**What the task asks:** Scan the material below for every line with the string "tests", and copy those lines.

★ ★ ★ ★

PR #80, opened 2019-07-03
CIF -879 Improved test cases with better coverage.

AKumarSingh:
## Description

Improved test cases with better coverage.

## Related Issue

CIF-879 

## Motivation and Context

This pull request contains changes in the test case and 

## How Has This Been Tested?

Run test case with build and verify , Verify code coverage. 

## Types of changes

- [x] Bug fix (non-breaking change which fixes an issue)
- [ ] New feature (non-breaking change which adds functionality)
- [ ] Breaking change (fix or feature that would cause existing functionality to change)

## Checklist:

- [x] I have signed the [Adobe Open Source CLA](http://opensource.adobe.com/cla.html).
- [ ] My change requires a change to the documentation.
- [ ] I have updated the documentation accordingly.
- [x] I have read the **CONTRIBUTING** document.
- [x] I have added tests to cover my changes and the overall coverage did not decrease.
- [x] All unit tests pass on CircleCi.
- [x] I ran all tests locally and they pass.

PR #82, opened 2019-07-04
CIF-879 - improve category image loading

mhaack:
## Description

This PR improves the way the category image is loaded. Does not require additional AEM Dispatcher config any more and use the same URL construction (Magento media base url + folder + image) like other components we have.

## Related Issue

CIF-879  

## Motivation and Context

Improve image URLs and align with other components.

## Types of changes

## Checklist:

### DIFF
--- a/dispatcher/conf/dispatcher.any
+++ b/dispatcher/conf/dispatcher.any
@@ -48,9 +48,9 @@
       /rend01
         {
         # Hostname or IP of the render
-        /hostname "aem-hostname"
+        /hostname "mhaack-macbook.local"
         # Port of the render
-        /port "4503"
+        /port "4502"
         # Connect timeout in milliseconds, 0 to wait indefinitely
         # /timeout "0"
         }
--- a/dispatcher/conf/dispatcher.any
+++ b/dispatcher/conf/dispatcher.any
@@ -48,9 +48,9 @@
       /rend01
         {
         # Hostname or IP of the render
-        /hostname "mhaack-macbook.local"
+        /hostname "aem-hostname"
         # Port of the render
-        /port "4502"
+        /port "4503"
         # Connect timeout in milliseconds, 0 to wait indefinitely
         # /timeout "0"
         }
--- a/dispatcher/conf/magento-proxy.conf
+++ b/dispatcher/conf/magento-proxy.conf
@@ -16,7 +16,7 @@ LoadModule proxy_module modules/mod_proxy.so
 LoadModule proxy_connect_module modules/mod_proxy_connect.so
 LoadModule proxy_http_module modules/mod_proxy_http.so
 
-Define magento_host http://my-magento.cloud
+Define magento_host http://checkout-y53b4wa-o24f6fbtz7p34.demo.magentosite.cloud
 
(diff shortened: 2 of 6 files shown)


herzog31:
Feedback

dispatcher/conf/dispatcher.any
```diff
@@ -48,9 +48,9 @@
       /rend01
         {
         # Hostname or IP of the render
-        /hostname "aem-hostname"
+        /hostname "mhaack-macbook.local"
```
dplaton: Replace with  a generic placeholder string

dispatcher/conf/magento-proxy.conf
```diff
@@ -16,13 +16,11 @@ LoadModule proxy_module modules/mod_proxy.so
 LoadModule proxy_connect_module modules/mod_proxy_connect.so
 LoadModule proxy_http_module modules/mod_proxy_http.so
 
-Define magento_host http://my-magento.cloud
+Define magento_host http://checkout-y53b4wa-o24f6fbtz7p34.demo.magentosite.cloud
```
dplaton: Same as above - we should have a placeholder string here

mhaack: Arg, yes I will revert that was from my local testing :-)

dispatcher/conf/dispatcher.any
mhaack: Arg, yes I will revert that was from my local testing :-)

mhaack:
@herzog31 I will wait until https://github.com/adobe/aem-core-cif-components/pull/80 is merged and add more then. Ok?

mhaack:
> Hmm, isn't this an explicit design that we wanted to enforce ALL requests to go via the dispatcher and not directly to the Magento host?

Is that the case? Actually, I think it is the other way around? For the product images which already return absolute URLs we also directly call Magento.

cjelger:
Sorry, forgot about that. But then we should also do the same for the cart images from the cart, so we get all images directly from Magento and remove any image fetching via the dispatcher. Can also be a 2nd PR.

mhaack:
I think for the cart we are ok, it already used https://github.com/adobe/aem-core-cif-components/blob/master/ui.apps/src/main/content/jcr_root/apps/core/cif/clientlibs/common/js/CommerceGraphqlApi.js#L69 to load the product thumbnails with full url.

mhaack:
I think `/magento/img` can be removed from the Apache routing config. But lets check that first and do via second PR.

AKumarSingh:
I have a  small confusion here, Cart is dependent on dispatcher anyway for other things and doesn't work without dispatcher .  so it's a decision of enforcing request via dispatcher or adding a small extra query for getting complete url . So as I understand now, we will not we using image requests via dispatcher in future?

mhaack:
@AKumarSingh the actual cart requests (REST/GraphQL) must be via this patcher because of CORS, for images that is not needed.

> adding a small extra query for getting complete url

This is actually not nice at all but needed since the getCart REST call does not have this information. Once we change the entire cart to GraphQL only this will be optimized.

★ ★ ★ ★

**Problem solution:**
- [x] I have added tests to cover my changes and the overall coverage did not decrease.
- [x] All unit tests pass on CircleCi.
- [x] I ran all tests locally and they pass.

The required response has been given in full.